Long-term care planning is more than a discussion with your spouse or children about who will be a caregiver when you can no longer care for yourself and which assets you will liquidate first to pay for professional care costs. Like your retirement plans, long-term care planning is about setting your desired care lifestyle and determining how you will fund the expense without going broke.
Medicare will only pay for select short-term care and Medicaid is only available to the truly impoverished. And while individual or group long-term care insurance is one way to pay for care expenses, policies can be expensive or unavailable to those with disqualifying health conditions. There are now new options for funding long-term care through hybrid or so called linked-benefit policies which combine long-term care benefits with life insurance or annuity products.
The Linked-Benefit Policy
Since fully enacted in 2010, the Pension Protection Act (PPA) offers new tax benefits for long-term care combinations plans tied to a qualified life insurance or fixed annuity contract. Under the PPA, a linked-benefit policy would allow tax-free distribution of life insurance or annuity cash value to pay for long-term car.
Two forms of valuable protection in one easy policy can keep you or your loved ones from shouldering the financial and emotional burden of care or loss, letting you build a legacy for their future. So if you have not updated or established a long-term care plan in the last two years, now is the time to explore these new ways to fund your care.
Protect the Money You Invested to Pay for Care
Many people avoid buying long-term care insurance since the money they pay in premiums could be lost if they never end up needing care services before their passing — use it or lose it — all those premiums, paid to the insurance company, gone. The primary advantage of these linked-benefit products is that the policyholder will get some benefit from their premiums even if he or she does not eventually need long-term care.
For their premium investment, linked-benefit policyholders will get tax free distributions to pay for LTC services (or paid directly) just as they would with a stand-alone long-term care insurance policy. However, if the hybrid life insurance policyholder does not use (some or all) of the long-term care benefit they will still have a tax free death benefit. And if the hybrid annuity holder does not need long-term care they still have a fixed annuity.

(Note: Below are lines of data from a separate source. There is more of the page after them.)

PR #4973, opened 2022-03-31
Add --quiet option to nodemon

### LINKED ISSUE #4952: Entering `rs` in redwood dev server terminal does nothing (does not restart)
Supposedly, one can restart the redwood dev server at any time by typing <kbd>rs</kbd> in the terminal currently executing `yarn rw dev`:

grafik

However, nothing happens when i do as advised by that message.

It's not like i ever had to rely on restarting so far, the redwood server dev-server turns out to be very resilient – in stark contrast to the storybook server (where autorefresh misses any updates to theme customizations and it needs to be completely restarted whenever the addons-config is changed) – but i wanted to report this, so either the advice can be removed or this can be fixed.

simoncrypta:
Fix #4952 from @Philzen :
> Entering rs in redwood dev server terminal does nothing (does not restart)

By removing Nodemod message since we don't need the rs command or any nodemon output 

--quite minimize nodemon messages to start/stop only.


dac09 (approved):

Philzen:
:+1: Thanks. I guess less is more :wink:

PR #4974, opened 2022-03-31
Fix: Don't swallow typegen errors

callingmedic911:
**What is currently happening?**
Demo without changes: https://s.tape.sh/gcgUm5Kw
1. If we have some issue in GraphQL files (web - query/mutations | api - sdls), that error is swallowed. Without a pointer where the error is it's extremely difficult to debug the issue. This unfairly impacts more on the web side because before the codegen step, we generate the schema from api source and probably that same error would be caught and printed in this earlier step.
2. Error is printed twice if there's something wrong with sdl, for example - invalid type.

**What this PR does?**
Demo with changes: https://s.tape.sh/a64iFBIq
1. console the errors for both api and web typegen. @Tobbe I tried to gather context from earlier PR but I didn't understand why we only log the error in test files but not in the framework?
2. Checks if we have multiple errors then only loop over and print and skip printing the whole error along with it.

### DIFF
--- a/packages/internal/src/__tests__/graphqlCodeGen.test.ts
+++ b/packages/internal/src/__tests__/graphqlCodeGen.test.ts
@@ -146,10 +146,11 @@ describe("Doesn't swallow legit errors", () => {
     const oldConsoleError = console.error
     console.error = jest.fn()
 
-    await generateTypeDefGraphQLWeb({ logErrors: true })
+    await generateTypeDefGraphQLWeb()
 
     try {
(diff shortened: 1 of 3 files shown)


dac09 (approved):
This change looks correct to me, but @Tobbe has the most recent context on this! V1 priority I think

Tobbe:
Agree on v1 priority. I have a few PRs to review tonight. I'll try to get to this one too

Tobbe (approved):

PR #4975, opened 2022-03-31
docs: Rename "Serverless.com" menu

mnapoli:
(discussed in Slack)

"Serverless.com" is confusing because the company (serverless.com) provides multiple tools, like Serverless Console, Serverless Cloud, etc. which are not involved here.

Instead, the deployment tool being used is "Serverless Framework". So I thought this might be more clear, and more precise, to name the menu that way.


thedavidprice:
@mnapoli + @jtoar 
Definitely agreed about “Serverless Framework”!

Also, the h1 on this doc needs to change:
https://github.com/redwoodjs/redwood/blob/main/docs/docs/deploy/serverless.md

There is a pattern we’re following with “Deploy to …“. If we stick with that, it should be:
- Deploy to AWS with Serverless Framework
It could also be:
- Deploy via Serverless Framework to AWS

mnapoli:
@thedavidprice good point, I updated the PR!

thedavidprice (approved):
🚀

thedavidprice:
Thank you!

PR #4985, opened 2022-04-01
major improvement to Flightcontrol Deployment

flybayer:
We shipped a new feature that removes the need to manually set the REDWOOD_WEB_URL and REDWOOD_API_URL env variables!


packages/cli/src/commands/setup/deploy/providers/flightcontrol.js
```diff
@@ -219,12 +224,13 @@ const updateApp = () => {
...
-    Couldn't find <AuthProvider in web/src/App.js
-    You'll have to add the following fetch config manually:
+    Couldn't find <AuthProvider /> in web/src/App.js
+    If (and when) you use *dbAuth*, you'll have to add the following fetch config to <AuthProvider />:
 
     config={{ fetchConfig: { credentials: 'include' } }}
     `)
-      } else {
+        // This is CORS config for cookies, which is currently only dbAuth Currently only dbAuth uses cookies and would require this config
+      } else if (appContent.toString().match(/dbAuth/)) {
```
thedavidprice, line 233: @flybayer I missed this the first time around — glad I caught it now! 🤦‍♂️

These changes to App.js|tsx are only required *if* dbAuth is being used because dbAuth is cookie auth. So I updated the logic here to check for dbAuth in the provider. Same for L251

Please check my work and my copy. Can be updated but definitely wanted to make sure the logic was fixed before 1.0

thedavidprice (approved):
@flybayer I pushed some changes (fixed something I missed!). Getting this into 1.0 at the buzzer... 🏀🗑⏰

PR #5797, opened 2022-06-21
[WIP] add keycloak auth provider

valerius21:


matbgn:
Let me also emphasis that Keycloak (https://en.m.wikipedia.org/wiki/Keycloak#History) is by far the most advanced open source IAM solution, so I think it will be a nice investment for Redwood to dig in it.

As an enterprise we were right on the path of searching a way to couple it with RW before landing on this issue today :-D

jtoar:
Hey @valerius21, thanks for your patience! We’ve done the preliminary work around decoupling auth. The team feels good about it, so we’re going to move ahead with that. But instead of asking you to just wait for us to finish, we’d like to invite you to collaborate with us on this. No pressure—totally optional! And while we’re still working out all the details, we think that this would mean the following:

- You’ll be given access to a new redwoodjs GitHub repo to develop against (in this case, something like `redwoodjs/keycloak`). This would eventually be a package published to npm
- You’ll basically do what you did in this PR, but in that repo against a new auth API. You’ll collaborate with us by using and giving us feedback about the new auth API because we want to make sure it’s easy to use

I'm sure you still have questions, but are you open to trying something like that out? Let us know and we'll circle back when we have it all ironed out.

Tobbe:

PR #5816, opened 2022-06-23
When using dbAuth, don't call `getToken` multiple times per page

### LINKED ISSUE #4739: auth?method=getToken happening 5x per page request (using dbAuth)
I wanted to log this as I was having trouble finding anything about it.

When I go to a page with two cells I'm getting 5x auth calls.

Is this normal?

image

cannikin:
This PR contains two separate strategies to mitigate the multiple getToken calls:

1. If a call to `getToken` is already in progress, return that Promise rather than start a new one
2. Whenver a `getToken` response is received from the server, the result is cached for 5 seconds 

Thanks to @dac09 for bringing me back from the edge of losing my sanity while dealing with these Promises!

Closes #4739


dac09 (approved):

jacebenson:
Amazing work @cannikin thank you!

pi0neerpat:
Super happy about this one. Thank you!

PR #5817, opened 2022-06-23
Updates api-server to Fastify v4

dthyresson:
Updates api-server to latest Fastify v4.x

Main change was to the `fastify-raw-body` plugin that now requires an `await`.

See: 

> Note
> You need to await the plugin registration to make sure the plugin is ready to use. All the routes defined before the plugin registration will be ignored. This change has been introduced in Fastify v4.

If not, then the body is empty and all GraphQL and other functions fail.

Includes 

Fixes https://github.com/redwoodjs/redwood/pull/5718
Fixes https://github.com/redwoodjs/redwood/pull/5724
Fixes https://github.com/redwoodjs/redwood/pull/5723
Fixes https://github.com/redwoodjs/redwood/pull/5585


jtoar (commented):
Looks good! I tried this out on the GitHub bot. Though it's just a "serverless" function (a webhook endpoint, deployed to render—so "serverless"), everything still worked, and it uses `verifyEvent` and everything. So there's one data point!

The [fastify v4 release notes](https://github.com/fastify/fastify/releases/tag/v4.0.0) and [migration guide](https://www.fastify.io/docs/latest/Guides/Migration-Guide-V4/) mention only a few breaking changes, though there may be [more in the PRs merged](https://github.com/fastify/fastify/discussions/3710#discussioncomment-2342217) it seems. Was the one you found about `app.register` only mentioned in [the package itself](https://github.com/Eomm/fastify-raw-body/blob/5bc7470e0ae3a3368276a66582a665cb870ff746/README.md?plain=1#L53-L56)?

It seems that there's a breaking change to the factory function used to create new fastify server instances, which we expose via `server.config.js`: https://www.fastify.io/docs/latest/Guides/Migration-Guide-V4/#exposeheadroutes-true-by-default. Do you think this'll actually affect anyone though?

dthyresson:
> It seems that there's a breaking change to the factory function used to create new fastify server instances, which we expose via `server.config.js`: [fastify.io/docs/latest/Guides/Migration-Guide-V4/#exposeheadroutes-true-by-default](https://www.fastify.io/docs/latest/Guides/Migration-Guide-V4/#exposeheadroutes-true-by-default). Do you think this'll actually affect anyone though?

For

> Starting from v4, all the GET routes will create a sibling HEAD route. You can revert this behaviour by setting the server's option exposeHeadRoutes to false.

I think we can document this behavior in release notes just - perhaps?

dthyresson:
> mention only a few breaking changes

I went through the list and e2e caught the main breaking change which was to the raw body parsing plugin -- all requests 400'd because the body was in fact null due to the lack of the await to init the plugin.

jtoar (approved):
Sounds good! Let's bring it up briefly at the next core team meeting just to be sure.

packages/api-server/src/plugins/withFunctions.ts
```diff
@@ -105,7 +105,10 @@ const lambdaRequestHandler = async (
 const withFunctions = async (app: FastifyInstance, apiRootPath: string) => {
   // Add extra fastify plugins
   app.register(fastifyUrlData)
-  app.register(fastifyRawBody)
+
+  // In Fastify v4 must await the plugin registration to
```
Tobbe, line 109: What is it that needs to await?
Should it be `// In Fastify v4 we must ...` or perhaps `// In Fastify v4 Fastify must ...`? Or something else entirely?

dthyresson:
Also a todo is not to upgrade to v4.2.0

packages/api-server/src/plugins/withFunctions.ts
dthyresson: Changed to 

```
  // Fastify v4 must await the fastifyRawBody plugin
  // registration to ensure the plugin is ready
  await app.register(fastifyRawBody)
```

dthyresson:
@jtoar Given the discussion today, I think we can merge this in and include in the next major release as a breaking change.

FYI - CI is failing I think because there are two release labels?

dthyresson:
For ease of merging, have added this updates into https://github.com/redwoodjs/redwood/pull/5903 with upgrades Fastify and also updates the config.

Life Insurance Linked-Benefit Policy for LTC
Life insurance provides a death benefit to your spouse, children or other beneficiaries to pay for final arrangements, debts, fund their future, etc.. A life insurance and LTC combination plan allows the policyholder to use as much of their death benefit as needed to pay for qualifying long-term care costs. Any portion of your death benefit not used for long-term care will go to your beneficiaries as a death benefit.
Just as with other insurance products, coverage will vary based on your lump sum premium payment, benefit choices, distribution rates, and other variables. You will want to shop around and compare policies under the guidance of your trusted financial advisor.
For example, say you buy a hybrid life insurance policy with LTC benefits and later need to use the policy to pay for in-home care. The insurer would distribute a fixed percentage of the policy’s face value each month, typically this is around 2 to 4 percent. A policy with a $100,000 death benefit could pay out as much as $2,000 to $4,000 a month.
In some case, these policies can leverage the policy up to three times the cash value for qualifying long-term care expenses; turning that $100,000 into $300,000. And if need be, these policies may also be sold to help pay for long-term care (life settlement option). Be sure to craft and review your life insurance linked-benefit plan thoroughly so you understand all surrender charges or tax implications if you lapse on the policy.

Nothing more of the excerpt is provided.